Greg Dulli Gets His Freak (and His Creep) On

by Ezra Ace Caraeff

The Twilight Singers

Sun Nov 30

Berbati's

As the one time singer of The Afghan Whigs, Greg Dulli never really fit the roll of Grunge Frontman. Always more Al Green than Layne Staley, Dulli found himself in the odd position of being a soulful singer fronting a '90s alternative rock band. The Whigs were way too intelligent and dangerous to be involved in that drab scene, but they did their part, released some powerful records and then called it a day, leaving Dulli to discover his place in the post-grunge world that soon forgot him. He opened a hipster bar in L.A., gave interviews in which he chatted only about Mary J. Blige, and released a lopsided Twilight Singers debut that got him dropped from Columbia Records. But through all these years of downtime, Dulli never really disappeared; he clung to the pop culture radar by just being himself--the creepy singer with the million-dollar voice. Everyone knew he would return; it was just a matter of when.

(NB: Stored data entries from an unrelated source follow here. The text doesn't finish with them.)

PR #548, opened 2019-02-18
Fix vulners scanner

brannondorsey:
The current version of `vulners_scanner.py` fails silently as it seems that Vulners has updated its API and [no longer returns results wrapped in a `data` object](https://github.com/hubblestack/hubble/compare/develop...brannondorsey:vulners-scanner#diff-34467bb551bbb10b7a509ddbbce6179dL117). The existing behavior will silently fail, reporting a false negative for all scans. In other words, it will report that ALL packages are secure every time (e.g. `'Secure packages': '462 out of 462'`). This PR fixes this bug and now correctly reports the number of vulnerable packages installed on the machine being audited.

Additionally, the existing version of this scanner formats all packages [as if they are `rpm` packages](https://github.com/hubblestack/hubble/compare/develop...brannondorsey:vulners-scanner#diff-34467bb551bbb10b7a509ddbbce6179dL71) This PR updates the package format to also support Debian packages (presently Debian packages are also failing silently by saying all packages are secure).

### DIFF
--- a/hubblestack/files/hubblestack_nova/vulners_scanner.py
+++ b/hubblestack/files/hubblestack_nova/vulners_scanner.py
@@ -37,7 +37,7 @@ def audit(data_list, tags, labels, debug=False, **kwargs):
     os_version = __grains__.get('osmajorrelease')
 
     if debug:
-        log.debug("os_version: {0}, os_name{1}".format(os_version, os_name))
+        log.debug("os_version: {0}, os_name: {1}".format(os_version, os_name))
 
     ret = {'Success': [], 'Failure': [], 'Controlled': []}
 
@@ -48,8 +48,8 @@ def audit(data_list, tags, labels, debug=False, **kwargs):
             vulners_data = _vulners_query(local_packages, os=os_name, version=os_version, api_key=data['vulners_api_key'])
             if 'result' in vulners_data and vulners_data['result'] == 'ERROR':
                 log.error(vulners_data['data']['error'])
-            vulners_data = _process_vulners(_vulners_query(local_packages, os=os_name, version=os_version))
 
+            vulners_data = _process_vulners(vulners_data)
             total_packages = len(local_packages)
             secure_packages = total_packages - len(vulners_data)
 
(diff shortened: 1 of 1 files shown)


hubblestack/files/hubblestack_nova/vulners_scanner.py
```diff
@@ -48,8 +48,8 @@ def audit(data_list, tags, labels, debug=False, **kwargs):
             vulners_data = _vulners_query(local_packages, os=os_name, version=os_version, api_key=data['vulners_api_key'])
             if 'result' in vulners_data and vulners_data['result'] == 'ERROR':
                 log.error(vulners_data['data']['error'])
-            vulners_data = _process_vulners(_vulners_query(local_packages, os=os_name, version=os_version))
```
brannondorsey: This looks like it was wrong all along. `_vulners_query()` is run twice, back to back, the second time failing to provide the `api_key`. Instead we'll cache the first results saved to `vulners_data` and use them again.

hubblestack/files/hubblestack_nova/vulners_scanner.py
```diff
@@ -114,11 +133,11 @@ def _process_vulners(vulners):
     :return: A list of dictionaries as hubble.py swallows
     '''
 
-    packages = vulners.get('data', {}).get('packages')
+    packages = vulners.get('packages')
     if not packages:
         return []
 
-    return [{'tag': pkg,
+    return [{'tag': 'Vulnerable package: {0}'.format(pkg),
```
brannondorsey: The existing implementation reports secure packages like `'Secure packages': '462 out of 462'` but reports vulnerable packages simply using their package name  `{ 'firefox-60.2.2-1.el7.centos.x86_64': u'CESA-2019:0219, CESA-2018:3005, CESA-2018:3833'}`. 

This change aligns the two formats so that you can identify that the failure is because of a vulnerable package specifically (e.g. `{'Vulnerable package: firefox-60.2.2-1.el7.centos.x86_64': u'CESA-2019:0219, CESA-2018:3005, CESA-2018:3833'}`). In our setup, we are processing these failure reports downstream, so its very useful to include the string `"Vulnerable package"` so we can know _why_ the error was reported at all, instead of just having a package name.

hubblestack/files/hubblestack_nova/vulners_scanner.py
```diff
@@ -68,7 +68,26 @@ def _get_local_packages():
     '''
 
     local_packages = __salt__['pkg.list_pkgs']()
-    return ['{0}-{1}'.format(pkg, local_packages[pkg]) for pkg in local_packages]
```
brannondorsey: The existing implementation assumes packages are in RedHat format only. The new implementation uses salt grains to determine the `os_family` before deciding how packages should be formatted.

brannondorsey:
Thanks for the quick merge! We're using this module on some of our hubble-enrolled machines, so I'll let you know how it goes. I'll be sure to direct useful changes upstream if we have any more. Basic testing through Jenkins would be rad too!

basepi:
Yeah right now I have @jettero setting up linting and his test suite -- then we'll be tackling adding a lot more tests.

Three years later, with the newly formed Twilight Singers, he did return with this year's Black Is the Color of My True Love's Hair EP. The traditional title track, one that Nina Simone made famous years ago, is a dazzling, soulful rendition. It never strays too far from Simone, but it's still sexy enough to be classic Dulli. Later this year, they released Blackberry Belle, a record that centers around Dulli's debaucherous vocals and somber writing. As his sensual voice bounces along with rolling piano, subtle beats and the occasional polite explosion of guitars--Dulli feels relaxed. He's still the same drunken lover in the naugahyde booth at some poorly lit bar he's always been, but this time he's dirtier than before, with each song playing out like a whispered proposition in your ear.

Blackberry Belle can be completely summed up by its opening line, a piano background that's interrupted by the inebriated voice of Dulli as he moans, "Black out the windows/ It's party time." Eventually, distortion kicks in, guitars whirl and the album progresses--Dulli is hurt and Dulli hurts--all of which occur with incredible passion, from a man who's somewhere between a hopeless romantic and a porn star saving it all for the big money shot. You love the man, but you can't trust him. It's nice to know that some things never change.